Os católicos O'Neill

Lendo sem método nem objetivos a biografia literária de Alexandre O'Neill (quase todos os adolescentes nos anos 80 tiveram uma fase o'neillista), de Maria Antónia Oliveira, vejo que o poeta ateu era descendente de uma família católica irlandesa que fugiu para Portugal, no séc. XVIII, por causa das perseguições contra católicos no Ulster. O'Neill morreu há 30 anos, a 21 de agosto de 1986. E é por isso que estou a ler, com gosto, a biografia.

terça-feira, 10 de junho de 2014

Irlanda

Que mais há de acontecer à Igreja católica na Irlanda? (E mais uma série de questões sobre a sexualidade e a mudança de mentalidades e perceções, que é o que está em causa, mas receio que tudo fique pela rama do "papel da Igreja".)

quarta-feira, 12 de janeiro de 2011

12 de Janeiro de 1729. Nasce o filósofo e político Edmund Burke

Edmund Burke, filósofo e político, pai do conservadorismo, nasceu em Dublin (Irlanda), no dia 12 de Janeiro de 1729, e morreu em Beaconsfield (Inglaterra), no dia 9 de Julho de 1797. Não escreveu nenhuma obra substancial, o que terá feito com que o seu pensamento não seja muito estudado, mas deixou as suas ideias em cartas e escritos de ocasião.

Não gostava de Rousseau nem da Revolução Francesa.

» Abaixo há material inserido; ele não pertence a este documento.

PR #2453, opened 2026-04-28
BBR: Check for app-limited when entering a new iteration of the send loop

antoniovicente:
The new logic matches the app-limited detection algorithm described in
the BBR RFC draft, which involves checking for the previous state of the
connection before timeout and ack processing.

This change detects the end of the current iteration of the send loop by
looking at the result of send_single and notifying the congestion controller
when send stopped early with Err::Done due to either there being no data
left to send or cwnd being fully utilized.

By automatically detecting the end of the current iteration we can avoid 
making changes to the quiche Connection's public API.

### DIFF
--- a/quiche/src/lib.rs
+++ b/quiche/src/lib.rs
@@ -573,6 +573,7 @@ pub struct Config {
     grease: bool,
 
     cc_algorithm: CongestionControlAlgorithm,
+    enable_bbr_app_limited_fix: bool,
     custom_bbr_params: Option<BbrParams>,
     initial_congestion_window_packets: usize,
     enable_relaxed_loss_threshold: bool,
@@ -658,6 +659,7 @@ impl Config {
             application_protos: Vec::new(),
             grease: true,
             cc_algorithm: CongestionControlAlgorithm::CUBIC,
+            enable_bbr_app_limited_fix: false,
             custom_bbr_params: None,
             initial_congestion_window_packets:
                 DEFAULT_INITIAL_CONGESTION_WINDOW_PACKETS,
@@ -1084,6 +1086,15 @@ impl Config {
     /// The default value is `CongestionControlAlgorithm::CUBIC`.
     pub fn set_cc_algorithm(&mut self, algo: CongestionControlAlgorithm) {
         self.cc_algorithm = algo;
+    }
+
+    /// Enable a rework of how the BBR congestion control implementation
+    /// computes app-limited.  This config parameter will be removed after we
+    /// build confidence on the new implementation or decide to roll it back.
+    ///
+    /// Defaults to `false`.
+    pub fn set_enable_bbr_app_limited_fix(&mut self, value: bool) {
+        self.enable_bbr_app_limited_fix = value;
     }
 
     /// Sets custom BBR settings.
@@ -2509,6 +2520,32 @@ impl<F: BufFactory> Connection<F> {
         Ok(())
     }
 
+    /// Enable a rework of how the BBR congestion control implementation
+    /// computes app-limited.  This config parameter will be removed after we
+    /// build confidence on the new implementation or decide to roll it back.
+    ///
+    /// Currently this only applies if cc_algorithm is
+    /// `CongestionControlAlgorithm::Bbr2Gcongestion`.
+    ///
+    /// This function can only be called inside one of BoringSSL's handshake
+    /// callbacks, before any packet has been sent. Calling this function any
+    /// other time will have no effect.
+    ///
+    /// See [`Config::set_enable_bbr_app_limited_fix()`].
+    ///
+    /// [`Config::set_enable_bbr_app_limited_fix()`]: struct.Config.html#method.set_enable_bbr_app_limited_fix
+    #[cfg(feature = "boringssl-boring-crate")]
+    #[cfg_attr(docsrs, doc(cfg(feature = "boringssl-boring-crate")))]
+    pub fn set_enable_bbr_app_limited_fix_in_handshake(
+        ssl: &mut boring::ssl::SslRef, value: bool,
+    ) -> Result<()> {
+        let ex_data = tls::ExData::from_ssl_ref(ssl).ok_or(Error::TlsFail)?;
+
+        ex_data.recovery_config.enable_bbr_app_limited_fix = value;
+
+        Ok(())
+    }
+
     /// Sets the congestion control algorithm used by string.
     ///
     /// This function can only be called inside one of BoringSSL's handshake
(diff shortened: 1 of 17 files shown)


quiche/src/lib.rs
```diff
@@ -2810,6 +2847,12 @@ impl<F: BufFactory> Connection<F> {
         Ok(())
     }
 
+    /// Returns true if at least 1 stream has headers or body data to
+    /// write, or there are items in the DATAGRAM send queue.
```
LPardue, line 2851: nit: QUIC treats stream bytes as opaque data. It doesn't matter what the bytes represent at the transport layer.

```suggestion
    /// Returns true if at least 1 stream has data to
    /// write, or there are items in the DATAGRAM send queue.
```

quiche/src/recovery/mod.rs
```diff
@@ -319,6 +321,17 @@ pub trait RecoveryOps {
...
+    // Called if the send loop stopped early because send_single
+    // returned Err::Done; this indicates that it is time to yield
+    // because either there is no cwnd remaining or there is no data
+    // left to send.
+    fn send_stopped_early(&mut self, has_flushable_data: bool);
+
+    // Allow the BBR implementation to compute if the congestion
+    // controller is app-limited, before processing timeouts, ACKs or
+    // generating packets to send.
+    fn bbr_check_if_app_limited(&mut self, now: &Instant);
```
LPardue, line 334: nit: its not 100% clear to me what this does at a high level. The &mut indicates it has a side effect, is that an important detail? I.e. should you say something like "if the check determines it is app-limited then the controller marks itself as app-limited" ?

quiche/src/tests.rs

Preferia a Constituição inglesa e o longo depósito de tradições, que é a história, às iluminações dos filósofos individuais.

Era filho de uma católica e de um protestante. Como sentia as divisões cristãs na sua própria família, escreveu, quando estudante no Trinity College de Dublin, a um amigo quaker: “Tomamos diferentes caminhos, é verdade”, mas “não há senão um Deus e por isso não há senão uma fé e um baptismo": “o cristianismo alargado” (li aqui).

quarta-feira, 25 de agosto de 2010

Igreja da Irlanda pediu que não se investigasse padre suspeito de terrorismo

Um padre irlandês (já falecido) poderá ter estado implicado num atentado na Irlanda do Norte em 1972. Nunca se apurou a verdade porque a Igreja católica negociou para que o caso não fosse investigado. Mais um sinal, triste, da influência da Igreja católica nos poderes públicos da Irlanda, neste caso, a do Norte. Notícia do DN de 25 de Agosto de 2010.

Note-se que a Conferência Episcopal da Irlanda inclui os bispos das dioceses do território da Irlanda do Norte (julgo que são seis das 26 da ilha).

segunda-feira, 23 de agosto de 2010

Para um dicionário católico pós-crise actual (1). Clericalismo

Clericalismo – Mentalidade elitista e respectivos padrões de comportamento que considera que os clérigos são intrinsecamente superiores aos outros membros da Igreja, pelo que merecem deferência automática.

Consequência lógica - A passividade e a dependência são a sina dos leigos.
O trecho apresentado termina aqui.